When one really thinks about it, blacks are very conservative. My father is extremely conservative, but would never vote for Republicans primarily due to racist overtones of the party, that are indeed accurate. Most black cultures of the world are staunchly heterosexual and don’t support the antithesis. A good percentage of blacks are against illegal immigration. A good percentage of blacks do not believe in abortion. A good percentage of blacks do not believe in supporting people who are not trying to help themselves. We don’t vote Republican because we don’t accept that packaged deal that includes racism and is based upon assumptions.

 

The difference between black conservatism, when we practice it or apply it, is that it is born from bearing witness. What I mean is that if we know somebody is good for nothing and lazy, we don’t want our money going to them, when they refuse to help themselves. We don’t, however, assume that everyone who is not working or who is poor is that way because they are lazy and good for nothing. Our conservatism is based upon reality and experience and not assumptions about people we don’t know and have not met. Social conservatism and its fiscal conservatism cousin seek to promote policy that is based upon assuming people are lazy and really just need a kick in the rear end to get going and if that does not help….then tough. Also, their policies are predicated upon the assumption of black inferiority, in which case any monies spent socially, towards blacks, is not an investment in the future of America, but rather, a permanent subsidy. On a side note, the same is true on the liberal side with the opposite assumption. Both size practice a one size fits all approach and life simply is not that way.

 

That having been said, we have to guard against the fallacy of composition. The fallacy of composition is when one argues or assumes that what is true for the whole or overall is true its parts. Conversely, it also manifest when one assumes that what is true for a part is thus true for the whole.
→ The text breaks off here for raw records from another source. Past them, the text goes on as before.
PR #143, opened 2021-10-06
Skip broken test TestRemoteClientE2E

willbeason:
This test currently can't pass, so I've added t.Skip so that
"go test ./..." doesn't try to execute it. This makes running go tests
annoying.

Once the features it relies on are ready (and it is possible for the
test to pass) we can remove the skip.


willbeason:
Sent from wrong repository.

PR #146, opened 2021-10-13
Benchmark 3

willbeason:


willbeason:
Actual PR for benchmarks out for review.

The fact that Ron Paul is a racist does not mean that he might not have a brilliant grasp of economics, the banking system and the like. In other words, you cannot dismiss everything someone says just because another aspect of their personality or life has been discredited. I think people have the tendency to throw out the babies with the bath water. Also, you can’t label a whole crowd by the actions of a few people in a crowd.  Ron Paul and a whole lot of other white folks is likely racist, however, we need to learn to separate matters of race from other matters. Just because someone is liberal, conservative, racist or whatever does not make them right or wrong about everything that they talk about.

 

Ron Paul may indeed be a racist, but he is right on target in regards to the ROLE of the Federal Reserve and how its actions are really at the root of many of our current economic problems.  

I try to always remember that every European American has the potential to do what European Americans do.

Mal Goode, the first African American ABC-Correspondent to the United Nations, frequently said, 'I start every 'white' person out with zero as to being given the 'benefitof-the-doubt.'

I try to hold that sage advice in mind.